A. USITC's Treatment of "Productivity"

152. Article 4.2(a) of the Agreement on Safeguards refers to "productivity" as one of the enumerated "particular" relevant factors. Before the Panel, the European Communities claimed that the USITC failed properly to evaluate "productivity", as required by Article 4.2(a).141 The Panel concluded, to the contrary, that "the data and statements pertaining to worker productivity, in conjunction with those on capital investments, in the overall context of the USITC Report, indicate that the USITC considered industry productivity as required by Article 4.2(a)."142 (emphasis added)

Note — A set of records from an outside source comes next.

PR #841, opened 2017-11-28
add support for JWE token to OpenIdConnectProtocolValidator

van-vothanh:
use the `alg` value from the header of the decrypted jwt for `c_hash` and `at_hash` validations


brentschmaltz:
@van-vothanh I am closing this now as we shouldn't be accepting JWE in the protocol verifier.

We need a model for web server runtimes to handle JWE and pass clear text.

scottbrady91:
>We shouldn't be accepting JWE in the protocol verifier

@brentschmaltz So, if I receive an identity token as a JWE (compact serialization), you're expecting `OpenIdConnectProtocolValidator` to receive the inner token?

brentschmaltz:
@scottbrady91 I think that makes sense, as the JWE is just a wrapper of a JWS. The JWS has the payload that needs validation. It's also the alg of the JWS that defines the hash.

Issue #844, opened 2017-11-30
Nuget.org site should show License Info.


brentschmaltz:
See: https://www.nuget.org/packages/Microsoft.IdentityModel.Clients.ActiveDirectory/
Under 'Info', there should be a license Info link.

Issue #843, opened 2017-11-30
The author for nuget packages should be just Microsoft.


brentschmaltz:
Currently the author is "Microsoft AzureAD"
It should be just "Microsoft"

PR #845, opened 2017-12-01
Changed author for nuget packages to Microsoft and added in the package license url

mafurman:
Addresses #844 and #843.


brentschmaltz:
:shipit:

Issue #834, opened 2017-11-14
JSON Web Token validity verification passed on .NET Core but failed on .NET 4.6.1


petrovic-ivan:
I opened this issue on stackoverflow because I am not able properly to verify is JWT token valid or not. I am using JWKS downloaded from URL and try to validate JWT. I am using same code for both .Net 4.6.1 and .Net Core. In .Net Core validation passed but in .Net 4.6.1 validation failed. 

I am expecting validation to pass becasue I used valid JWT. 

I saw that `AsymmetricSignatureProvider` handle differently .NET Core and .NET 4.6.1. Can you please redirect me to some instructions how to handle those two versions?

Here is opened issue on [Stackoverflow ](https://stackoverflow.com/questions/47294960/json-web-token-validity-verification-passed-on-net-core-but-failed-on-net-4-6)with more details.

brentschmaltz:
@petrovic-ivan we will get to the bottom of this. It would be helpful if you could indicate what exception is occurring. If you could include the token and keys.
@lovemaths please help petrovic.

lovemaths:
@petrovic-ivan I tried the code provided in stackoverflow, it seems to work for .NET 4.6.1. What are the version of Microsoft.IdentityModel.Tokens and System.IdentityModel.Tokens.Jwt you are using? I am using 5.2.0-preview. What was the exception you got?

petrovic-ivan:
@lovemaths Thanks for digging into. I am using Microsoft.IdentityModel.Tokens with assembly version 5.1.4 (this come from master branch). Exception which I have is `SecurityTokenInvalidSignatureException`. I will try code with 5.2.0-preview version and share feedback., also I am trying to share some JWT and JWKS which I am using and elaborate more this issues.

petrovic-ivan:
Here is repo where I added my [examople-identitymodel-issue](https://github.com/petrovic-ivan/example-identitymodel-issue) app. I added README file which will explains how to reproduce issue. It demonstrates how same code with same JWT, JWKS and same version of System.IdentityModel.Tokens.Jwt works differently. Please let me know if I am doing something wrong.

petrovic-ivan:
@lovemaths  Do you have any news since I provided source code? Please note that JWT which I provided has exp date. Please let me know if you had issue to reproduce.

lovemaths:
[...]

PR #846, opened 2017-12-01
Fix Issue #834 JSON web token validity verification failed on .NET 4.6.1

lovemaths:


src/Microsoft.IdentityModel.Tokens/RsaSecurityKey.cs
```diff
@@ -165,5 +190,39 @@ public override int KeySize
...
+            return rsaParameters;
+        }
+
+        private byte[] RemoveLeadingZeroInBase64UrlDecodedBytes(byte[] bytes)
+        {
+            if (bytes == null)
+                return bytes;
+
+            var n = bytes.Length;
+            if (n > 0 && bytes[0].Equals(0x00))
```
brentschmaltz: What happens if n==1?

lovemaths: all rsa parameters are positive integers, if n==1, the byte cannot be 0, so this is fine. I changed the condition to n>1 in the add fix anyway.

brentschmaltz:
:shipit:

Issue #850, opened 2017-12-01
Writing xml (Saml, Saml2, Dsig) should have namespaces.


brentschmaltz:
When xml is written it should have the namespace in the first element.
Saml, Saml2 and Dsig should be added.

brentschmaltz:
@lovemaths can you have at look at this and get us an idea how much work this would be. Writing tokens is not a P0 scenario for this release, but if this is a reasonable amount of work we could consider it.

brentschmaltz:
@mafurman I noticed that SamlConstants and Saml2Contants have a different value for "saml" prefix.
Saml1 - > PreferredPrefix, Saml2 Prefix. Lets make is PreferredPrefix.

PR #854, opened 2017-12-13
Made sure that SamlSerializer, Saml2Serializer, DSigSerializer, and WsFederationMetadataSerializer all use the correct prefixes when writing XML

mafurman:
Addresses #850.


brentschmaltz:
:shipit:

Issue #855, opened 2017-12-19
Saml2SecurityTokenHandler should not allow Serializer to be set to null


brentschmaltz:
need to add a null check.

PR #857, opened 2017-12-19
Added in a null check in the setter of the Serializer property in Saml2SecurityTokenHandler

mafurman:
Addresses #855.

### DIFF
--- a/src/Microsoft.IdentityModel.Tokens.Saml/Saml2/Saml2SecurityTokenHandler.cs
+++ b/src/Microsoft.IdentityModel.Tokens.Saml/Saml2/Saml2SecurityTokenHandler.cs
@@ -69,14 +69,7 @@ namespace Microsoft.IdentityModel.Tokens.Saml2
         public Saml2Serializer Serializer
         {
             get { return _serializer; }
-
-            set
-            {
-                if (value == null)
-                    throw new ArgumentNullException(nameof(value));
-
-                _serializer = value;
-            }
+            set { _serializer = value ?? throw LogHelper.LogArgumentNullException(nameof(value)); }
         }
 
         /// <summary>
--- a/src/Microsoft.IdentityModel.Tokens.Saml/Saml2/Saml2SecurityTokenHandler.cs
+++ b/src/Microsoft.IdentityModel.Tokens.Saml/Saml2/Saml2SecurityTokenHandler.cs
@@ -49,6 +49,7 @@ namespace Microsoft.IdentityModel.Tokens.Saml2
     {
         private const string Actor = "Actor";
         private int _defaultTokenLifetimeInMinutes = DefaultTokenLifetimeInMinutes;
+        private Saml2Serializer _serializer = new Saml2Serializer();
 
         /// <summary>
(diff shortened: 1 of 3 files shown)


src/Microsoft.IdentityModel.Tokens.Saml/Saml2/Saml2SecurityTokenHandler.cs
```diff
@@ -64,11 +65,19 @@ public Saml2SecurityTokenHandler()
...
         /// Gets or set the <see cref="Saml2Serializer"/> that will be used to read and write a <see cref="Saml2SecurityToken"/>.
         /// </summary>
+        /// <exception cref="ArgumentNullException">'value' is null.</exception>
         public Saml2Serializer Serializer
         {
-            get;
-            set;
-        } = new Saml2Serializer();
+            get { return _serializer; }
+
```
brentschmaltz: remove this line

src/Microsoft.IdentityModel.Tokens.Saml/Saml2/Saml2SecurityTokenHandler.cs
```diff
@@ -64,11 +65,19 @@ public Saml2SecurityTokenHandler()
...
+            set
+            {
+                if (value == null)
```
brentschmaltz: use 'null condition operators' pattern, always use LogHelper to throw exceptions.
_serializer = value ?? LogHelper.LogArgumentNullException(nameof(value))

test/Microsoft.IdentityModel.Tokens.Tests/IdentityComparerTests.cs
```diff
@@ -572,11 +572,11 @@ public void CompareSaml2SecurityTokenHandlers()
         {
             TestUtilities.WriteHeader($"{this}.CompareSaml2SecurityTokenHandlers", true);
             var context = new CompareContext($"{this}.CompareSaml2SecurityTokenHandlers");
-            var saml2SecurityTokenHandler1 = new Saml2SecurityTokenHandler { Serializer = null };
+            var saml2SecurityTokenHandler1 = new Saml2SecurityTokenHandler { Serializer = new Saml2Serializer() };
             var saml2SecurityTokenHandler2 = new Saml2SecurityTokenHandler();
             IdentityComparer.AreEqual(saml2SecurityTokenHandler1, saml2SecurityTokenHandler2, context);
 
-            Assert.True(context.Diffs.Count(s => s == "Serializer:") == 1);
+            Assert.True(context.Diffs.Count(s => s == "Serializer:") == 0);
```
brentschmaltz: Do we need this check?

mafurman: No, I don't think we do. I wanted to keep some sort of test for Saml2SecurityTokenHandler, but it doesn't have any other public properties (aside from Serializer) that are checked by IdentityComparer. 

I'll go ahead and remove it entirely.

src/Microsoft.IdentityModel.Tokens.Saml/Saml2/Saml2SecurityTokenHandler.cs
mafurman: Done! Some properties in other classes put a space between the 'get' and 'set' so I wasn't sure what would be considered the correct style.

Issue #862, opened 2018-01-02
Add a perl script to ensure that any RegEx usage uses CultureInvariant unless an exception is recorded


brentschmaltz:
We had to push a fix 5.1.5 as without this, big servers were gobbling up large amount of memory.

see: https://github.com/AzureAD/azure-activedirectory-identitymodel-extensions-for-dotnet/commit/3d27674c6eec8f55e3500973082f818ef331129e#diff-93fdf196bfa840222d2ca889af286336R105

Add a perlscript to our build process that checks to make sure we use: RegexOptions.CultureInvariant

brentschmaltz:
We are going to use code analyzers.

PR #870, opened 2018-01-25
Created a custom Roslyn static code analyzer that checks for proper usage of RegexOptions.CultureInvariant.

mafurman:
Addresses #862.

Created a custom Roslyn static code analyzer that ensures Regex usage always includes the RegexOptions.CultureInvariant option. There are two main cases that are caught by this analyzer:

1) A warning is displayed for any Regex that is instantiated without the RegexOptions.CultureInvariant option present.  
2) An error is shown if a static method from the Regex class (such as Regex.Match, Regex.IsMatch, or Regex.Matches) is called without the RegexOptions.CultureInvariant option present. This error is not shown for instance methods since we cannot be sure what options the particular instance of a Regex was created with.

This project has a separate build script from the main repository, and this separate build is called from the main build.ps1 PowerShell script (this ensures the latest version of the tool is used during the build process).


brentschmaltz:
@mafurman lets pull this into 5.2.3

mafurman:
We're no longer using Regex, so this PR is no longer relevant.

Issue #882, opened 2018-02-28
ES512/P-521 point parameter size is 66 bytes, not 64


omsmith:
https://github.com/AzureAD/azure-activedirectory-identitymodel-extensions-for-dotnet/blob/d771b5c3ef22b7ff065e8fad1a63d6a2937b7d7f/src/Microsoft.IdentityModel.Tokens/JsonWebKey.cs#L436-L439

Found when working on migrating our library from 4.0.1 and our ES512 integration tests failed (we had implemented our own `EcDsaSecurityKey`).

PR #883, opened 2018-02-28
Correct the P521 keyByteCount in JsonWebKey

omsmith:
The points on P-521 are 66 bytes, not 64. This is likely a leftover
from being incorrectly referred to as P-512.

Fixes: https://github.com/AzureAD/azure-activedirectory-identitymodel-extensions-for-dotnet/issues/882


brentschmaltz:
@omsmith thanks

PR #890, opened 2018-03-14
read 'InclusiveNamespace' with and without namespace prefix

brentschmaltz:
When writing the element, write using correct namespace, was using a dsig namespace. That is incorrect.
Remove unused namespaces
Add two tests, one with and one without namespace


mafurman:
:shipit:

Issue #901, opened 2018-03-31
JsonWebKeySet fail to deserialize in some cases 


hanabi1224:
When JsonConvert.DefaultSettings.ObjectCreationHandling is set to ObjectCreationHandling.Replace, JsonWebKeySet cannot deserialize Keys property thus causes IDX10500  : Signature validation failed. No security keys were provided to validate the signature.

There's also bug in OpenIdConnectConfigurationRetriever line 100, openIdConnectConfiguration.JsonWebKeySet = JsonConvert.DeserializeObject<JsonWebKeySet>(keys);
When the same default JsonConvert setting is set, it fails to deserialize keys

brentschmaltz:
@mafurman please have a look at this.

PR #902, opened 2018-03-31
Fix bug in WebKeySet deserialization

hanabi1224:
https://github.com/AzureAD/azure-activedirectory-identitymodel-extensions-for-dotnet/issues/901 
https://github.com/JamesNK/Newtonsoft.Json/issues/703

### DIFF
--- a/src/Microsoft.IdentityModel.Tokens/JsonWebKeySet.cs
+++ b/src/Microsoft.IdentityModel.Tokens/JsonWebKeySet.cs
@@ -67,10 +67,20 @@ namespace Microsoft.IdentityModel.Tokens
         /// Initializes an new instance of <see cref="JsonWebKeySet"/> from a json string.
         /// </summary>
         /// <param name="json">a json string containing values.</param>
+        /// <exception cref="ArgumentNullException">If 'json' is null or empty.</exception>
+        /// <exception cref="ArgumentException">If 'json' fails to deserialize.</exception>
+        public JsonWebKeySet(string json) : this(json, null)
+        {
+        }
+
+        /// <summary>
+        /// Initializes an new instance of <see cref="JsonWebKeySet"/> from a json string.
+        /// </summary>
+        /// <param name="json">a json string containing values.</param>
         /// <param name="jsonSerializerSettings">jsonSerializerSettings</param>
         /// <exception cref="ArgumentNullException">If 'json' is null or empty.</exception>
         /// <exception cref="ArgumentException">If 'json' fails to deserialize.</exception>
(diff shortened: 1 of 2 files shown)


brentschmaltz:
@hanabi1224 Thanks for the fix. I am concerned about the static in the test as sometimes we have issues with parallel tests. How about adding an overload to JsonWebKeySet(string, JsonSerializerSettings).

hanabi1224:
@brentschmaltz  Do you mean overloading the constructor of JsonWebKeySet or JsonWekKeySetDataSet in test method?

BTW, if this static setting causes flakiness to other test cases, it might indicate there're similar bugs in other places.

brentschmaltz:
@hanabi1224 Overloading the JsonWebKeySet. In general, statics have given us some pain when running tests in parallel. With the overload to JsonWebKeySet, we could test it out without affecting other tests.

hanabi1224:
@brentschmaltz  Can you please elaborate? I don't quite understand, is it a constructor only for tests?  And what if we want to test  OpenIdConnectConfigurationRetriever, it's directly calling openIdConnectConfiguration.JsonWebKeySet = JsonConvert.DeserializeObject(keys);   how would it help by overloading JsonWebKeySet constructor?

brentschmaltz:
@hanabi1224  If we don't have the instance control and we rely on the static, the entire application and all code in the call graph would be affected if someone wants to Deserialize a JsonWebKeySet using a specific setting. This insulates the call graph to just the one call. Calls to OpenIdConnectConfigurationRetriever is another issue. In fact, we may want to think about how other types perform serialization.

hanabi1224:
@brentschmaltz  I think this bug is essentially caused by improper usage of Json.Net (setter should always be supplied for JsonProperty) and has nothing to do with instance control of JsonConvertSettings, that's why I'm not convinced to change JsonWebKeySet constructor, your proposal sounds like a different way of fixing the problem, keep improper usage of Json.Net and always use a good JsonConvertSetting that happen to work.

brentschmaltz:
@hanabi1224 no, not at all. We should have the private setter, I thank you for bringing that to our attention.
I am working on the presumption that it may be the case a user wants to use a specific JsonSerializerSettings for an object as that gives finer grained control. Something I think would add benefit for a library.
As for testing, if you can't test a library, you really don't have a library. Which means it has to be developed so it can be tested.
I have found global static properties cause test issues and result in serializing tests.

hanabi1224:
@brentschmaltz  I have updated PR as u suggested, can you plz take another look?

hanabi1224:
@brentschmaltz  PR updated

brentschmaltz:
@hanabi1224 thanks!
We'll pull it in.

PR #903, opened 2018-04-02
Changed P-521 point parameter size to 66 bytes

mafurman:
Addresses #882.


omsmith:
Is there a problem with #883?

brentschmaltz:
@omsmith i just merged #883, we didn't notice the PR before we did this work. Thanks.

Issue #898, opened 2018-03-28
Saml2SecurityTokenHandler calls ValidateTokenReplay with the NotBefore time as the token expiration time instead of NotOnOrAfter


mdw211:
```csharp
public class Saml2SecurityTokenHandler : SecurityTokenHandler
{
    public override ClaimsPrincipal ValidateToken(string token, TokenValidationParameters validationParameters, out SecurityToken validatedToken)
    {
        ...
        ValidateTokenReplay(samlToken.Assertion.Conditions.NotBefore, token, validationParameters);
```

brentschmaltz:
@mdw211 nice catch.
We will fix this in 5.2.2.

PR #905, opened 2018-04-03
Made sure ValidateTokenReplay() uses 'NotOnOrAfter' as the token expiration time.

mafurman:
Addresses #898.
Previously 'NotBefore' time was used.


brentschmaltz:
we must be missing a test here, probably don't need a new one. there should be a test can have this added

mafurman:
@brentschmaltz I'll look for an existing test where a test case for this issue can be added.

brentschmaltz:
:shipit:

153. As we understand it, the European Communities' appeal, on this point, is that the Panel erred, under Article 11 of the DSU, because the evidence before the Panel was not sufficient to support the conclusion that the "USITC considered industry productivity as required by Article 4.2(a)." 143(emphasis added) In that respect, we note that neither the European Communities nor the United States appeals the Panel's interpretation of the word "productivity"144 in Article 4.2(a) of the Agreement on Safeguards. Therefore, we do not address this question. We also note that the European Communities has not appealed the Panel's finding on the grounds that it erred in interpreting and applying either Articles 3.1 or 4.2(c) of the Agreement on Safeguards, which require the competent authorities to provide, respectively, "reasoned conclusions", as well as a "demonstration of the relevance of the factors examined". Nor does the European Communities assert that the Panel's treatment of "productivity" amounted to an error under Article 4.2(a) of the Agreement on Safeguards. Instead, the European Communities' appeal on this point is confined to the Panel's appreciation of the evidence under Article 11 of the DSU.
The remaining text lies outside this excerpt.